I cut 10 cord of treelength last year with my 345.  No issues.  Over the winter I put on a Bailey's WoodlandPro chisel chain.  I also bought a 357XP with the intention of just using the 345 as a limbing saw.

I got my truckload of wood this year and have some smaller diameter pieces than last year.  I found the 345 with the shorter bar easier to handle with this stuff so I've been using it more than I expected.

Well anyway, after cutting for 20-30 minutes the nose sprocket seizes.  I pull the bar off and it is sawdust that is binding it up.  It takes half an hour of blowing it out and greasing it to get it freed up.  It's good for another half hour until it seizes.  Repeat steps 1 though 4.

Anyone know what's going on?  Is it the new chisel chain?  Am I doing something wrong?

Thanks


----------



## savageactor7 (Mar 24, 2009)

Hi Maniac, I'm one of the few here that grease's the sproket all the time and sometimes they just do that. 

I'll have to take the chain off and pressing down hard on the teeth try and walk it over a log or plank. Once it's moving again and I soak it in diesel and work it real loose.  Usually it's free enough to move blowing compressed air over it. I have replaced my tipped sprockets too ... ..they don't cost much and the dealer will usually do it while I wait.

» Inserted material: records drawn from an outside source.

PR #980, opened 2021-01-28
patch flang runtime library

xoviat:
patch the runtime library so that it works on windows.

PR #991, opened 2021-02-02
Clean up Windows related macros

kaadam:
Start using compiler defined macros such as _WIN32, _WIN64.
WINNT macro could be also renamed to _WIN32.

### DIFF
--- a/lib/scutil/pgnewfil.c
+++ b/lib/scutil/pgnewfil.c
@@ -78,7 +78,7 @@ addn(char *p, unsigned long val, int n)
 static LONG pgrand = 0;
 static unsigned long pid = 0;
 
-#if defined(USETEMPNAM) || defined(HOST_WIN) || defined(WIN64)
+#if defined(USETEMPNAM) || defined(HOST_WIN) || defined(_WIN64)
 static int next = 0; /* counter of files created */
 
 /*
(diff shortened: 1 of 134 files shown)


xoviat:
Can #980 be merged first? That's the largest patch that I'd like to see merged soon.

kaadam:
> Can #980 be merged first? That's the largest patch that I'd like to see merged soon.

Yes, could be. After I will rebase on top of your change.

kiranchandramohan:
Will @kaadam and @xoviat be attending the call today? I previously forwarded the invite to you.

kaadam:
> Will @kaadam and @xoviat be attending the call today? I previously forwarded the invite to you.
Yes, I will. Thanks for the invitation.

bryanpkc:
Can you explain the difference between `_WIN32` and `_WIN64` in the commit message, or provide a link to relevant documentation?

kaadam:
@bryanpkc 
_WIN32 Defined as 1 when the compilation target is 32-bit ARM, 64-bit ARM, x86, or x64. Otherwise, undefined.
_WIN64 Defined as 1 when the compilation target is 64-bit ARM or x64. Otherwise, undefined.

Documentation link: https://docs.microsoft.com/en-us/cpp/preprocessor/predefined-macros?view=msvc-160

kiranchandramohan:
@kaadam is this patch still needed?

kaadam:
@kiranchandramohan I close this PR because of these. #1163 #1165 #1167 #1168 They are updated and replace all of user defined old WINNT or WIN64 macros with the compiler predefined macro _WIN64.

Just say'en I've never had a needle bearing go bad, it's always the teeth that wear down but sometimes those lockup's can be a showstopper for 45min or so. It just happens and when you fix it... it's good to go. Probable a large wood sliver finds the one in a million sweet spot and that does it.

As far as I'm concerned it's nothing to worry about...just the nature of the beast.


----------



## Wallyworld (Mar 25, 2009)

When that happens to me, with saw off, I push the chain and bar down on a log and pull the saw back , makes the chain go in the opposite direction, cleans it out and away I go


----------



## ManiacPD (Mar 25, 2009)

CZARCAR said:
			
		

> u using real chain oil? + i think a properly sharpened chain shouldnt make fine sawdust & just guessing



Yes, I use regular B&C;oil, nothing else.  The chain is practically new.  It is making good chips like it should.  Thanks!


----------



## aandabooks (Mar 25, 2009)

Next time you buy a new bar, don't ever grease it.  I used to until I read about this and I don't anymore.  Haven't had one freeze up on me since.  I think the greese attracts and hold the grit.  Without it plugging the area up, the sprocket is more free to spin.


----------



## ManiacPD (Mar 25, 2009)

Thanks for all the responses.  It happened twice, and both times it was within 30 minutes of cutting.  If it happens again I'll try the technique of putting the chain on a log and pulling back on the saw to free it.

Both times I wound the WD40 to it and worked it free eventually.  I'd get it to turn a little, blow it out, apply more WD40, and keep working it that way.  I greased it when I was done and loaded the bar groove with B&C;oil before putting the chain back on.  Fired it up and away it went.

Just one of those things I guess.  Lighting strikes twice!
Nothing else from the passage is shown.